_Task description_.
Set down all of the records word for word.

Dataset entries
---------------

PR #1555, opened 2022-11-09
1553 read only rhs toast on checklist

### LINKED ISSUE #1553: Pop up read only RHS toast when user attempts to check off a checklist item

gbochora:
## Summary
This PR adds toast when a channel member with read-only access to the run tries to change the checklist state.

https://user-images.githubusercontent.com/4368372/200803827-ff705ebd-d090-4ecd-bf88-be2ee675e828.mp4

## Ticket Link
Fixes #1553

## Checklist

~~- [ ] Telemetry updated~~
~~- [ ] Unit tests updated~~

### DIFF
--- a/webapp/src/components/checklist_item/inputs.tsx
+++ b/webapp/src/components/checklist_item/inputs.tsx
@@ -1,7 +1,7 @@
 
 import React, {useRef, useState} from 'react';
 import {useUpdateEffect} from 'react-use';
-import styled from 'styled-components';
+import styled, {css} from 'styled-components';
 import {useIntl} from 'react-intl';
 import {ClientError} from '@mattermost/client';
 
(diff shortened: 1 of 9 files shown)


crspeller (approved):
Nice :)

trilopin:
it's triggering the toast when the run is finished, shouldn't be completely disabled in that case?

webapp/src/components/checklist_item/inputs.tsx
```diff
@@ -30,6 +31,10 @@ export const CheckBoxButton = (props: CheckBoxButtonProps) => {
     //     Additionally, we prevent the user from clicking multiple times
     //     and leaving the item in an unknown state
     const handleOnChange = async () => {
+        if (props.readOnly) {
+            props.onChange(isChecked ? ChecklistItemState.Closed : ChecklistItemState.Open);
```
trilopin, line 35: do we have to invoke this onChange without changing it at all? can we skip this?

trilopin (approved):
Cool

I left a couple of non-blocking comments

webapp/src/components/checklist_item/inputs.tsx
gbochora: Yep, I've passed `onViewerModeInteract` to the `CheckBoxButton` component, so there is no need to handle click in the parent component.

---------------

_Solution to this problem_.
PR #1555, opened 2022-11-09
1553 read only rhs toast on checklist

### LINKED ISSUE #1553: Pop up read only RHS toast when user attempts to check off a checklist item

gbochora:
## Summary
This PR adds toast when a channel member with read-only access to the run tries to change the checklist state.

https://user-images.githubusercontent.com/4368372/200803827-ff705ebd-d090-4ecd-bf88-be2ee675e828.mp4

## Ticket Link
Fixes #1553

## Checklist

~~- [ ] Telemetry updated~~
~~- [ ] Unit tests updated~~

### DIFF
--- a/webapp/src/components/checklist_item/inputs.tsx
+++ b/webapp/src/components/checklist_item/inputs.tsx
@@ -1,7 +1,7 @@
 
 import React, {useRef, useState} from 'react';
 import {useUpdateEffect} from 'react-use';
-import styled from 'styled-components';
+import styled, {css} from 'styled-components';
 import {useIntl} from 'react-intl';
 import {ClientError} from '@mattermost/client';
 
(diff shortened: 1 of 9 files shown)


crspeller (approved):
Nice :)

trilopin:
it's triggering the toast when the run is finished, shouldn't be completely disabled in that case?

webapp/src/components/checklist_item/inputs.tsx
```diff
@@ -30,6 +31,10 @@ export const CheckBoxButton = (props: CheckBoxButtonProps) => {
     //     Additionally, we prevent the user from clicking multiple times
     //     and leaving the item in an unknown state
     const handleOnChange = async () => {
+        if (props.readOnly) {
+            props.onChange(isChecked ? ChecklistItemState.Closed : ChecklistItemState.Open);
```
trilopin, line 35: do we have to invoke this onChange without changing it at all? can we skip this?

trilopin (approved):
Cool

I left a couple of non-blocking comments

webapp/src/components/checklist_item/inputs.tsx
gbochora: Yep, I've passed `onViewerModeInteract` to the `CheckBoxButton` component, so there is no need to handle click in the parent component.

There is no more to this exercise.